** TASK STATEMENT **
Repeat the data exactly as it stands.

** DATA FOR REVIEW **
PR #2846, opened 2022-05-04
PP-9289 Country select - update autocomplete attribute

iqbalgds:
- For the `Country` select-  autocomplete attribute
  - Replace it from a random number to `country-disabled-autocomplete`
  - This is so that it is more descriptive.
  - This is a workaround for the Chrome bug which does not respect
    `autocomplete=off`

### DIFF
--- a/app/assets/javascripts/browsered/helpers.js
+++ b/app/assets/javascripts/browsered/helpers.js
@@ -14,8 +14,7 @@ const initialiseAddressCountryAutocomplete = () => {
       displayMenu: 'overlay'
     })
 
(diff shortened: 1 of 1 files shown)


sfount:
Relates to https://github.com/alphagov/pay-frontend/pull/2015

sfount:
Relates to https://github.com/alphagov/pay-frontend/pull/2015

sfount (approved):
Looks like the workaround requiring a unique vale is no longer needed and this meets the need of screen readers better, great work :+1:

I've verified the behaviour locally but it would be worth sense checking in different browsers as it releases through environments. For comparison, the behaviour this was originally addressing is in the linked pull request.

PR #2863, opened 2022-05-16
PP-9613: Bump minimist to 1.2.6

oswaldquek:


package.json
```diff
@@ -73,7 +73,7 @@
     ]
   },
   "overrides": {
-    "minimist": "1.2.5"
+    "minimist": "1.2.6"
```
kbottla, line 76: We have got overrides here https://github.com/alphagov/pay-frontend/blob/master/package.json#L76 so they should be updated too

kbottla (approved):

** EXERCISE RESPONSE **
PR #2846, opened 2022-05-04
PP-9289 Country select - update autocomplete attribute

iqbalgds:
- For the `Country` select-  autocomplete attribute
  - Replace it from a random number to `country-disabled-autocomplete`
  - This is so that it is more descriptive.
  - This is a workaround for the Chrome bug which does not respect
    `autocomplete=off`

### DIFF
--- a/app/assets/javascripts/browsered/helpers.js
+++ b/app/assets/javascripts/browsered/helpers.js
@@ -14,8 +14,7 @@ const initialiseAddressCountryAutocomplete = () => {
       displayMenu: 'overlay'
     })
 
(diff shortened: 1 of 1 files shown)


sfount:
Relates to https://github.com/alphagov/pay-frontend/pull/2015

sfount:
Relates to https://github.com/alphagov/pay-frontend/pull/2015

sfount (approved):
Looks like the workaround requiring a unique vale is no longer needed and this meets the need of screen readers better, great work :+1:

I've verified the behaviour locally but it would be worth sense checking in different browsers as it releases through environments. For comparison, the behaviour this was originally addressing is in the linked pull request.

PR #2863, opened 2022-05-16
PP-9613: Bump minimist to 1.2.6

oswaldquek:


package.json
```diff
@@ -73,7 +73,7 @@
     ]
   },
   "overrides": {
-    "minimist": "1.2.5"
+    "minimist": "1.2.6"
```
kbottla, line 76: We have got overrides here https://github.com/alphagov/pay-frontend/blob/master/package.json#L76 so they should be updated too

kbottla (approved):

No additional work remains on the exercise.